#### Description of the task:
Transcribe every record that appears below, exactly and in full.

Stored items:
######
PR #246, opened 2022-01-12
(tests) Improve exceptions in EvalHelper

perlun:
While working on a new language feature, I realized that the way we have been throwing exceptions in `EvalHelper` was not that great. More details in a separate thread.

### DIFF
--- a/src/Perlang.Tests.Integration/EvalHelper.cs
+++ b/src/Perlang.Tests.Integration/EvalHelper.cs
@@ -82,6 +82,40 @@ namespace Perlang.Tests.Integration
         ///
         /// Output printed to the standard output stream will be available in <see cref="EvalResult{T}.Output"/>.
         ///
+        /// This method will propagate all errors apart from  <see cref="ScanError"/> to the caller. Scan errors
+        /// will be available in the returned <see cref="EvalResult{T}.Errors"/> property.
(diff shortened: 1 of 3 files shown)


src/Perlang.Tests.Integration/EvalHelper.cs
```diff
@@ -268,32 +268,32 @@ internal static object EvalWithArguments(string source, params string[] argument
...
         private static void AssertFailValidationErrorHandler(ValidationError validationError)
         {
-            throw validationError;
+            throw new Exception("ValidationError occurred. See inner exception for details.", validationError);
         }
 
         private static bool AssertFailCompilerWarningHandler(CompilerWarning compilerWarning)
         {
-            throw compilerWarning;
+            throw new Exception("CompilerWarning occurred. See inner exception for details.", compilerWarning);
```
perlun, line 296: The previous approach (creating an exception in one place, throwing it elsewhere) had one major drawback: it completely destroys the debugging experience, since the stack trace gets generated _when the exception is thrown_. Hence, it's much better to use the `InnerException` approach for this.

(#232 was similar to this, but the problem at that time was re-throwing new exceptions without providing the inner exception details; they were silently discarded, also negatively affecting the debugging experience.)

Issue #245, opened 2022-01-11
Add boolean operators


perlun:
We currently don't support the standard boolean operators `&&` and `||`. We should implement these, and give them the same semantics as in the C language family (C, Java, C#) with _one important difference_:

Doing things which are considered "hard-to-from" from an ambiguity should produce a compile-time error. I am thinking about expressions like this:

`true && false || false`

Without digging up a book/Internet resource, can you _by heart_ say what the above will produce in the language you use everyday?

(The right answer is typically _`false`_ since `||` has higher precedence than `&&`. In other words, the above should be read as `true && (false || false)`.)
######
#### Solution for this problem:
PR #246, opened 2022-01-12
(tests) Improve exceptions in EvalHelper

perlun:
While working on a new language feature, I realized that the way we have been throwing exceptions in `EvalHelper` was not that great. More details in a separate thread.

### DIFF
--- a/src/Perlang.Tests.Integration/EvalHelper.cs
+++ b/src/Perlang.Tests.Integration/EvalHelper.cs
@@ -82,6 +82,40 @@ namespace Perlang.Tests.Integration
         ///
         /// Output printed to the standard output stream will be available in <see cref="EvalResult{T}.Output"/>.
         ///
+        /// This method will propagate all errors apart from  <see cref="ScanError"/> to the caller. Scan errors
+        /// will be available in the returned <see cref="EvalResult{T}.Errors"/> property.
(diff shortened: 1 of 3 files shown)


src/Perlang.Tests.Integration/EvalHelper.cs
```diff
@@ -268,32 +268,32 @@ internal static object EvalWithArguments(string source, params string[] argument
...
         private static void AssertFailValidationErrorHandler(ValidationError validationError)
         {
-            throw validationError;
+            throw new Exception("ValidationError occurred. See inner exception for details.", validationError);
         }
 
         private static bool AssertFailCompilerWarningHandler(CompilerWarning compilerWarning)
         {
-            throw compilerWarning;
+            throw new Exception("CompilerWarning occurred. See inner exception for details.", compilerWarning);
```
perlun, line 296: The previous approach (creating an exception in one place, throwing it elsewhere) had one major drawback: it completely destroys the debugging experience, since the stack trace gets generated _when the exception is thrown_. Hence, it's much better to use the `InnerException` approach for this.

(#232 was similar to this, but the problem at that time was re-throwing new exceptions without providing the inner exception details; they were silently discarded, also negatively affecting the debugging experience.)

Issue #245, opened 2022-01-11
Add boolean operators


perlun:
We currently don't support the standard boolean operators `&&` and `||`. We should implement these, and give them the same semantics as in the C language family (C, Java, C#) with _one important difference_:

Doing things which are considered "hard-to-from" from an ambiguity should produce a compile-time error. I am thinking about expressions like this:

`true && false || false`

Without digging up a book/Internet resource, can you _by heart_ say what the above will produce in the language you use everyday?

(The right answer is typically _`false`_ since `||` has higher precedence than `&&`. In other words, the above should be read as `true && (false || false)`.)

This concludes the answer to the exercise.